While the death of agent Brody – by public hanging – was a shock back in series three, that wound has healed. But the hearts of Homeland fans still bleed for Rupert Friend’s character Peter Quinn, who sacrificed himself when he drove into a sea of bullets to save Carrie in the last series.
Spector, too, grieved for Quinn. “I was really impressed with Rupert Friend’s performance. It was an extremely demanding season for him and I thought he was incredible.”
Claire Danes as Carrie Mathison and Morgan Spector as Dante Allen in Homeland (Channel 4)
Quinn’s most distressing scenes involved him convulsing and frothing at the mouth after his sarin gas poisoning. “It must have been exhausting to play,” says Spector, “and I think he maintained it. To do that for six months straight and have those kind of demands placed on you for that long I think was really impressive.”
Some viewers may see Dante as Quinn’s replacement. While Spector accepts this, he hopes that he can be appreciated as a character in his own right. “It’s certainly a daunting concept and I hope people don’t see it too much as me stepping into his shoes,” he says.
“I think Quinn was a character that fans became attached to, myself included, over the course of the six seasons and there was a sense of, ‘I know this person and they are part of my imaginary life in some way.’ You can’t develop that over the course of a few episodes.
“He was a wonderful character and I think he afforded the show an opportunity to really portray the human cost of the war on terror and what it has done to some American soldiers and to many, many more people in the countries affected by it.”
When it comes to Dante, he admits, “Either the audience will get involved in [his] story or they’ll completely reject me.
“I just hope they do it based on the character and the performance, and not based on some perceived notion that I’m replacing Quinn, because I don’t think anybody could or will on that show.”
Spector also reveals his admiration for his co-stars Mandy Patinkin and, of course, the force of nature that is Claire Danes. “Claire is a magical unicorn of an actor,” he says.
“She’s never not credible, you always believe her no matter how far out or impossible her circumstances seem.”
It must be taxing, both physically and emotionally, to play a character who suffers from bi-polar disorder. “Claire has extraordinary stamina and focus,” Dante agrees, “and I think if she didn’t she wouldn’t be able to play that character.
“The writers put her through her paces – episode after episode they ask her to be right out at the edge of human emotional experience, and she goes there effortlessly. Or
While very strained at the beginning of the series, Dante and Carrie’s relationship has since strengthened considerably.
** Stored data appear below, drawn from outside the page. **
PR #692, opened 2020-12-08
Unit test for halfface data getter/setter

Licini:
Following the conversation in #676
Since the fix is already pushed to master. This is to just add the unit test. 
PS: I also tested the change in compas_3gs and it works well.

### Checklist

### DIFF
--- a/CHANGELOG.md
+++ b/CHANGELOG.md
@@ -13,6 +13,7 @@ and this project adheres to [Semantic Versioning](https://semver.org/spec/v2.0.0
 
 ### Changed
 
+* Fix bug in `Halfface`'s data getter/setter for json serializing.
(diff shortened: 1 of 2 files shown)


tomvanmele:
i think you are missing a few things...
perhaps i just push the update and the related tests?

Licini:
> i think you are missing a few things...
> perhaps i just push the update and the related tests?

Sure might be better that way.... btw I just found a more annoying issue now, the format of dict output by data getter and accepted by data setter of `halfface` is not yet aligned with others like `halfedge`. Basically still the same with versions prior to 0.17. And weirdly data/json validation on my windows machine ignores all of those. 

 We' better coordinate this a bit with @juney-lee , cuz updating to latest data schema could affect the loading of 3gs session files made by students.

PR #696, opened 2020-12-10
Network neighbourhood bug

duchaoyu:
no need to remove the key in the last iteration of the while loop

### Checklist

### DIFF
--- a/src/compas/datastructures/network/core/graph.py
+++ b/src/compas/datastructures/network/core/graph.py
@@ -1275,8 +1275,6 @@ class Graph(Datastructure):
                 temp += self.neighbors(key)
             nbrs.update(temp)
             i += 1
-        if key in nbrs:
-            nbrs.remove(key)
         return list(nbrs)
 
     def neighbors_out(self, key):
--- a/src/compas/datastructures/network/core/graph.py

They have a special kind of understanding because Dante’s ex-girlfriend was also bipolar, and when they’re on missions together he is helping Carrie to keep track of her pills as she says she is not in the right mind to self-medicate.
Spector is coy when I ask him about what the future holds for Dante. “Carrie and Dante’s relationship certainly becomes more involved and more complicated over the course of the season,” he says carefully.
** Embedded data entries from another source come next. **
Issue #703, opened 2020-12-11
Online documentation contains html dump


Achillx:
**Describe the bug**
The online API documentation page displays HTML code.

**To Reproduce**
Visit [https://compas.dev/compas/latest/api/compas.datastructures.html](https://compas.dev/compas/latest/api/compas.datastructures.html)

**Expected behavior**
Well...no HTML dumps :p

**Screenshots**
![Screenshot 2020-12-11 at 14 48 29](https://user-images.githubusercontent.com/38357732/101910941-f62f0100-3bbf-11eb-8732-5288f33044f8.png)

**Desktop (please complete the following information):**
 - OS: macOS Catalina 10.15.7
 - Chrome: Version 87.0.4280.88 (Official Build) (x86_64)
 - Safari: Version 14.0.1 (15610.2.11.51.10, 15610)

beverlylytle:
Same with geometry https://compas.dev/compas/latest/api/compas.geometry.html

tomvanmele:
this is the inheritance diagram that is somehow not converted to an image by `graphviz`. will have a look...

tetov:
I was looking at this a bit yesterday.

Two things:
* You need to install both python-graphviz and graphviz on the github runnner. `sudo apt-get install graphviz`. 
* Uncomment graphviz extension in `docs/conf.py`. 

Tested locally but not on github action-like environment.

Licini:
> I was looking at this a bit yesterday.
> 
> Two things:
> 
> * You need to install both python-graphviz and graphviz on the github runnner. `sudo apt-get install graphviz`.
> * Uncomment graphviz extension in `docs/conf.py`.
> 
> Tested locally but not on github action-like environment.

Thanks! gonna give a try now on github action

PR #713, opened 2020-12-14
enable graphviz

Licini:
Fixing issue #703


Licini:
should be fixed now @brgcode https://compas.dev/compas/pull_713/api/compas.datastructures.html

PR #415, opened 2015-01-30
Fix regression in `.save()` from 1fd6eff

bajtos:
The commit 1fd6eff (intent-based hooks) introduced a subtle regression in `.save()` method where dynamic property setters were invoked twice.

This patch fixes the problem by moving pre-save data normalization into `before save` callback.

The second commit removes redundant `toObject` call which I discovered by reviewing the diff of 1fd6eff. Note that I was not able to write a unit-test that would fail due to this duplicate call.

“What I began to realise about the two of them is that they have a lot in common. They begin to understand how deeply they could be connected.
Could Spector be hinting at a romance between the pair? We hope so. But he won’t say whether he’s attached for Homeland’s eighth – and final – season and, besides, he’s only got one job on the horizon, and that’s fatherhood.
“At the moment I’m manufacturing a little paternity leave for myself, because my wife and I are about to have our first child,” he says. “That’s my next project.”